Now, fast forward through twenty-two years and many adventures: then a great famine settles in the land.  Jacob and his family need food, so Jacob sends those same ten brothers who sold Joseph to Egypt to trade for their needs.  In order to receive the food, the ten must go and ask it of the man who in Egypt was second only to Pharaoh.  They did not know it, but that man was their brother, Joseph.  We are told, “Joseph recognized his brothers, but they did not recognize him.”  Eventually, there is the great reveal and Joseph makes himself known.  The brothers, seeing Joseph who they had treated so badly, are greatly disturbed by their actions, yet Joseph says to them… insert our lesson from today: “I am Joseph. Is my father still alive?’ But his brothers could not answer him, so dismayed were they at his presence.”  He said to them, “Do not be distressed, or angry with yourselves, because you sold me here; for God sent me before you to preserve life.”  In other words, Joseph forgave his brothers and said, all that has happened is a part of God’s plan, so that we might be in a position to save God’s people.

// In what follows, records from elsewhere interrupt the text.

PR #486, opened 2026-01-06
✨(backend) Restrict file upload based on file type

lunika:
## Purpose

We want to limit what type of file can be uploaded. For this we combine two condition. The first one is based on the extension and the second is based on the mimetype. If one fails, the upload is rejected.

## Proposal

- [x] ✨(backend) add an allowed file extension list
- [x] ♻️(backend) delete file for not ready items
- [x] ✨(backend) add an allowed file mimetype list

### DIFF
--- a/src/backend/uv.lock
+++ b/src/backend/uv.lock
@@ -1740,11 +1740,11 @@ wheels = [
 
 [[package]]
 name = "urllib3"
-version = "2.6.1"
+version = "2.6.3"
 source = { registry = "https://pypi.org/simple" }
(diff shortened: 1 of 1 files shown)


src/backend/core/api/serializers.py
```diff
@@ -429,6 +430,14 @@ def validate(self, attrs):
                     code="item_create_file_filename_required",
                 )
 
+            if settings.RESTRICT_FILE_EXTENSIONS:
+                _root, extension = splitext(attrs["filename"])
```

Joseph had every reason to hate his brothers; and he was one of the most powerful people in the world, so he could have done whatever he liked to them, from sending them away empty handed, to placing them into slavery, to putting them to death, but he chose another path.  A path that led to reconciliation. 

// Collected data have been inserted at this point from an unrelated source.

PR #492, opened 2026-01-07
✨(front) add download and preview events

### LINKED ISSUE #491: Add posthog events to track file opening and download

NathanVss:
We need to provide more tracking events on posthog.

Closes #491

### DIFF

With that understanding, hear again the words of Jesus from our Gospel lesson: Jesus said, “I say to you that listen, Love your enemies even if they sell you into slavery, do good to those who hate you even if they think of killing you, bless those who curse you because they do not understand how God is working, pray for those who abuse you, because you may win them back as a brother or sister. If anyone strikes you on the cheek or throws you into a pit, offer the other also and allow God to work his purposes; and from anyone who takes away your coat, even if it is a technicolor coat, do not withhold even your shirt or your life. Give to everyone who begs from you even if that person has done you very wrong; and if anyone takes away your goods, do not ask for them again, for they were God’s goods to begin with. Do to others as you would have them do to you, regardless of how they’ve treated you in the past…. Do not judge, and you will not be judged; do not condemn, and you will not be condemned. Forgive, and you will be forgiven; give, and it will be given to you.’”

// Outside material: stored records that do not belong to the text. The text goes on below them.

PR #496, opened 2026-01-14
✨(global) create new files directly from Drive

NathanVss:
## Purpose

We wan to allow creating files directly from drive.

Capture d’écran 2026-01-14 à 15 24 12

I’ll tell you a story that I know I’ve told you before, but like any good story, it doesn’t hurt to hear it again: it takes place in Spain.  A father and son got into a tremendous heated argument, which led to the son running away.  Almost immediately the father felt remorse over what he had said and so he went in search his son.  He searched for months, but he could not find him. Finally, in a last frantic endeavor to find him, the father put an ad in a Madrid newspaper. The ad read: “Dear Paco, meet me in front of this newspaper office at noon on Saturday. All is forgiven. I love you. Your Father.” On that Saturday, 800 boys named Paco showed up, looking for forgiveness and love from their father.

You don’t need to be a mind reader to know that if there is one thing this world needs, it is forgiveness.  We need to be forgiven by God. We need to be forgiven by others and we need to forgive those who have hurt us.  So we need to stop judging over who may or may not be right.  We need to stop condemning and being so stubborn because we simply don’t want to let something go.  We need to start forgiving and being forgiven.  In that last phrase, Jesus says, “Give, and it will be given to you.”  I suppose we could think of that in terms of some sort of material gift: goods, money, etc., but in this context, I don’t think that is what Jesus is asking us to give.  I think Jesus is asking us to give love.  Love.  For in not judging or condemning and by forgiving, we are truly loving; and by loving in such a manner, we are becoming more like Jesus, because that is exactly how he loved us.  

“Good nature and good sense must ever join;
To err is human; to forgive, divine.”
(An Essay on Criticism: Part 2 by Alexander Pope)

In your relations with others, strive for the divine.

Let us pray: 

God, our Father,
You redeemed us
and made us Your children in Christ.
Through Him You have saved us from death
and given us Your Divine life of grace.
By becoming more like Jesus on earth,
may we come to share His glory in Heaven.
Give us the peace of Your kingdom,
which this world does not give.
By Your loving care protect the good You have given us.
Open our eyes to the wonders of Your Love
that we may serve You with a willing heart.


Sermon: Lent III RCL A – “Forgiveness, Pt. 3 – Obedience, Guilt, Imitate”

images-19The new priest is nervous about hearing confessions, so he asks an older priest to sit in on his sessions. The new priest hears several confessions, then the old priest asks him to step out of the confessional for a few suggestions… The old priest suggests, “Cross your arms over your chest and rub your chin with one hand.”… The new priest tries this. The old priest suggests, “Try saying things like, ‘I see, yes, go on, and I understand, how did you feel about that?”  The new priest says those things, trying them out. The old priest says, “Now, don’t you think that’s a little better than slapping your knee and saying, ‘No way! What happened next?'” – I’m not sure if this would be a good time to encourage you all to go to confession during Lent or not.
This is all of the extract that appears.